▸ The problem: Search the listing below for the word "self" and copy each line where it appears.

◆ ◆ ◆ ◆ ◆ ◆ ◆

Issue #216, opened 2019-12-10
right_complement might be the left_complement


eric-wieser:
See https://github.com/pygae/clifford/pull/217/files#r356344942

PR #217, opened 2019-12-10
Add a test of right_complement

eric-wieser:
Will merge once CI passes - even if this test is wrong, it matches the current behavior so we can use it to detect behavior changes. gh-216 tracks fixing the possible reversion here.

### DIFF
--- a/clifford/test/test_degenerate.py
+++ b/clifford/test/test_degenerate.py
@@ -5,14 +5,13 @@ import math
 import numpy as np
 
 
-class PGATests(unittest.TestCase):
+class TestPGA:
+    layout, _ = Cl(3, 0, 1, firstIdx=0)
 
-    def setUp(self):
-        self.algebras = [Cl(3, 0, 1, firstIdx=0), Cl(4, 0, 1, firstIdx=0)]
-
-    def test_integration(self):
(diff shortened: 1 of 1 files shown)


clifford/test/test_degenerate.py
```diff
@@ -5,14 +5,18 @@
...
-    def test_integration(self):
-        layout = self.algebras[0][0]
-        blades = self.algebras[0][1]
+class TestPGA:
+    layout, _ = Cl(3, 0, 1, firstIdx=0)
+
+    def test_right_complement(self):
+        # TODO[gh-216]: Does this mean we implemented the left complement?
+        for b in self.layout.blades_list:
+            assert b.right_complement() * b == self.layout.pseudoScalar
```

◆ ◆ ◆ ◆ ◆ ◆ ◆

▸ Response to the exercise:
-    def setUp(self):
-        self.algebras = [Cl(3, 0, 1, firstIdx=0), Cl(4, 0, 1, firstIdx=0)]
-    def test_integration(self):
-    def test_integration(self):
-        layout = self.algebras[0][0]
-        blades = self.algebras[0][1]
+    def test_right_complement(self):
+        for b in self.layout.blades_list:
+            assert b.right_complement() * b == self.layout.pseudoScalar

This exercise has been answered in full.